The amendment would help constituents “understand that while we all need to have our sensitivities and our love for one another — our acceptance of one another — we need not be in fear for our speech, which is protected by the First Amendment to the United States Constitution,” said Rep. Mark Baisley, a Roxborough Park Republican.

After that amendment failed, several Republican legislators, including Reps. Shane Sandridge of Colorado Springs and Janice Rich of Grand Junction, spoke at length in defense of Jack Phillips, the Colorado baker being sued by a transgender woman after Phillips refused to make her a cake celebrating her transition.

Again, the clarification of existing anti-discrimination law to uphold what’s already been the interpretation of the law by courts should not be a major controversy. Unlike at the federal level where protections for LGBT Americans like Colorado already has on the books are a major battleground, we’re ahead of the curve on this issue.

But as we learned in Washington during the recent debate over the H.R.5 Equality Act, in which Republicans prominently including Rep. Lauren Boebert of Colorado relished in repeating the most vile, most dehumanizing smears against transgender people she could conjure up, there is an additional degree of liberty being taken in the current debate over civil rights in America among conservatives to demonize transgender people. Even as public attitudes have shifted dramatically in the last 15 years from broad public opposition to LGBT rights to equally broad support, transgender people remain subject to persistent discrimination and violence that would be considered impermissible directed against more tolerated “traditional” gay and lesbian stereotypes.
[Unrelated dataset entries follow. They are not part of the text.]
PR #144, opened 2021-01-21
Decode space with proper character

mossuchida:
Please review the code.  For HTTP2, it seems like it is simple string, I have use string methods to replace space.

### DIFF
--- a/core/src/main/java/io/hyperfoil/core/client/netty/Http2Connection.java
+++ b/core/src/main/java/io/hyperfoil/core/client/netty/Http2Connection.java
@@ -27,6 +27,7 @@ import io.netty.handler.codec.http2.Http2Headers;
 import io.netty.handler.codec.http2.Http2Settings;
 import io.netty.util.collection.IntObjectHashMap;
 import io.netty.util.collection.IntObjectMap;
+import io.netty.util.internal.AppendableCharSequence;
 import io.hyperfoil.api.http.HttpResponseHandlers;
 import io.hyperfoil.api.session.Session;
 import io.vertx.core.logging.Logger;
@@ -130,6 +131,29 @@ class Http2Connection extends Http2EventAdapter implements HttpConnection {
       HttpClientPool httpClientPool = pool.clientPool();
 
       ByteBuf buf = bodyGenerator != null ? bodyGenerator.apply(request.session, this) : null;
+
+      if (request.path.contains(" ")) {
+          int length = request.path.length();
+          AppendableCharSequence temp = new AppendableCharSequence(length);
+          boolean beforeQuestion = true;
+          for (int i = 0; i < length; ++i) {
+              if (request.path.charAt(i) == ' ') {
+                  if (beforeQuestion) {
+                      temp.append('%');
+                      temp.append('2');
+                      temp.append('0');
+                  } else {
+                      temp.append('+');
+                  }
+              } else {
+                  if (request.path.charAt(i) == '?') {
+                      beforeQuestion = false;
+                  }
+                  temp.append(request.path.charAt(i));
+              }
+           }
+          request.path = temp.toString();
+      }
 
       Http2Headers headers = new DefaultHttp2Headers().method(request.method.name()).scheme(httpClientPool.scheme())
             .path(request.path).authority(httpClientPool.authority());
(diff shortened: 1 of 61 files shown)


core/src/main/java/io/hyperfoil/core/client/netty/Http2Connection.java
```diff
@@ -131,6 +131,19 @@ public void request(HttpRequest request,
 
       ByteBuf buf = bodyGenerator != null ? bodyGenerator.apply(request.session, this) : null;
 
+      if (request.path.contains(" ")) {
+          int question = request.path.indexOf("?");
+          String subFirst = "";
+          String subSecond = "";
+          if (question != -1) {
+              subFirst = request.path.substring(0 , question);
+              subFirst = subFirst.replaceAll(" ", "%20");
```
rvansa, line 140: I've suggested replacing that part with `AppendableCharSequence`, was there an issue with that? Using 2x substring, string concatenation and regexp search (!) through `replaceAll` seems rather excessive from memory allocation POV.

rvansa:
If you don't want to bother with HTTP2 you can leave it as it is in the PR, but please add a testcase for both HTTP1.1 and HTTP2.

core/src/main/java/io/hyperfoil/core/client/netty/Http2Connection.java
mossuchida: I will try to use AppendableCharSequence instead today.

mossuchida:
@rvansa I have updated HTTP2, also added DecodeTest, however, when I tried to package, mvn hangs at my test HttpDecodeSpaceTest. Would you have a look if it looks okay?  I wanted to test it without creating mock server, however, I could not figure out how to unit test, I copied HttpVersionsTest instead.

rvansa:
Thanks, I'll take a look.

rvansa:
Have you tried to run the test in an IDE or check the test logs? `core/target/surefire-reports/io.hyperfoil.core.client.HttpDecodeSpaceTest-output.txt` shows pretty clear message:
```
12:06:44,843 ERROR (vert.x-eventloop-thread-1) [i.v.c.i.ContextImpl] Unhandled exception java.lang.IllegalArgumentException: code: -1 (expected: 0+)
        at io.vertx.core.http.impl.Http2ServerResponseImpl.setStatusCode(Http2ServerResponseImpl.java:168)
        at io.hyperfoil.core.client.HttpDecodeSpaceTest.isPathCorrect(HttpDecodeSpaceTest.java:201)
```
(even the first `/ping` test tries to use status -1 which is illegal).

rvansa:
Btw when you fix the test please rebase & squash the commits; I've (hopefully) fixed the Github Actions so that it doesn't fail with PRs due to missing Quay credentials.

core/src/test/java/io/hyperfoil/core/client/HttpDecodeSpaceTest.java
```diff
@@ -0,0 +1,206 @@
...
+      } else {
+          int question = url.indexOf("?");
+          String subFirst = "";
+          String subSecond = "";
+          if (question != -1) {
+              subFirst = url.substring(0 , question);
+              subSecond = url.substring(url.lastIndexOf("?") + 1);
+              if (subFirst.contains("+")) {
+                  status = 601;
+              } else if (subFirst.contains("%20")) {
```
rvansa, line 186: This condition is superfluous (status becomes 200 anyway).

core/src/test/java/io/hyperfoil/core/client/HttpDecodeSpaceTest.java
```diff
@@ -0,0 +1,206 @@
...
+                  status = 200;
+              } else {
+                  status = 200;
+              }
+              if (status == 200) {
+                  if (subSecond.contains("%20")) {
+                      status = 602;
+                  } else if (subSecond.contains("+")) {
```
rvansa, line 194: Same as above.

core/src/test/java/io/hyperfoil/core/client/HttpDecodeSpaceTest.java
mossuchida: I have removed unnecessary if conditions.  Please review.

core/src/test/java/io/hyperfoil/core/client/HttpDecodeSpaceTest.java
mossuchida: I have removed unnecessary if conditions.  Please review.

PR #157, opened 2021-02-25
UUID Generator Support

diegolovison:


api/src/main/java/io/hyperfoil/function/SerializableToIntFunction.java
```diff
@@ -1,7 +1,6 @@
 package io.hyperfoil.function;
 
-import java.io.Serializable;
 import java.util.function.ToIntFunction;
 
-public interface SerializableToIntFunction<T> extends ToIntFunction<T>, Serializable {
+public interface SerializableToIntFunction<T> extends ToIntFunction<T>, SerializableToObjectFunction<T> {
```
rvansa, line 5: Classes in `i.h.function` are meant to be a straight extension of `java.util.function.*` with added `Serializable`. Besides, extending `SerializableToObjectFunction` here makes little sense.

api/src/main/java/io/hyperfoil/function/SerializableToObjectFunction.java
```diff
@@ -0,0 +1,6 @@
+package io.hyperfoil.function;
+
+import java.io.Serializable;
+
+public interface SerializableToObjectFunction<T> extends Serializable {
```
rvansa, line 5: This has no method and is not a function.

api/src/main/java/io/hyperfoil/function/ToStringFunction.java
```diff
@@ -0,0 +1,13 @@
...
+@FunctionalInterface
+public interface ToStringFunction<T> {
+
+    /**
+     * Applies this function to the given argument.
+     *
+     * @param value the function argument
+     * @return the function result
+     */
+    String applyAsString(T value);
```
rvansa, line 12: You don't need a special `ToStringFunction`, a regular `Function<String, T>` is fine.

core/src/main/java/io/hyperfoil/core/generators/ObjectValueProviderBuilder.java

Based on how this debate has progressed in recent months, it’s pretty clear that there is a Republican strategist somewhere who has figured this out, and the result has been a growing political fixation by Republicans on transgender people even as attacks on other LGBT communities have become less politically acceptable. But in the end, transgender rights are just another frontier in the larger struggle for civil rights. It will inevitably be confronted and overcome.  In the long run, this latest flavor of the politics of division as just as doomed as the battles against marriage equality and racial discrimination.

In the short run, it’s about giving “culture warriors” something to rally around while they can.

Thus the long moral arc bends toward justice–and the bad guys show their true colors along the way.

Comments

64 thoughts on “Colorado GOP Eagerly Embraces Newest Transgender Hate Fad

  1. This touches on an important point. Hate is literally the fuel of the right, and once they run out of people to hate they will run out of fuel.

    The sooner the better please.

    1.  Hate is literally the fuel of the right, and once they run out of people to hate they will run out of fuel.

       

      Sadly they're good at finding new people to hate. It's their singular talent.

       

       

  2. I'm wondering how supportive Mark Blaisley might be to the exercising of their constitutional free speech rights by folks on the floor of the House who prefer to refer to him is "the phobic idiot dipshit from Roxborough"???

    . . . and, if Jack Philips happens to be one of your exemplars, you've got some very low standards for decency and civility.

  3. The article should have included the connection between the photo of Representative Brianna Titone and the testimony on the bill. Not every reader knows that Rep. Titone is herself a trans woman. 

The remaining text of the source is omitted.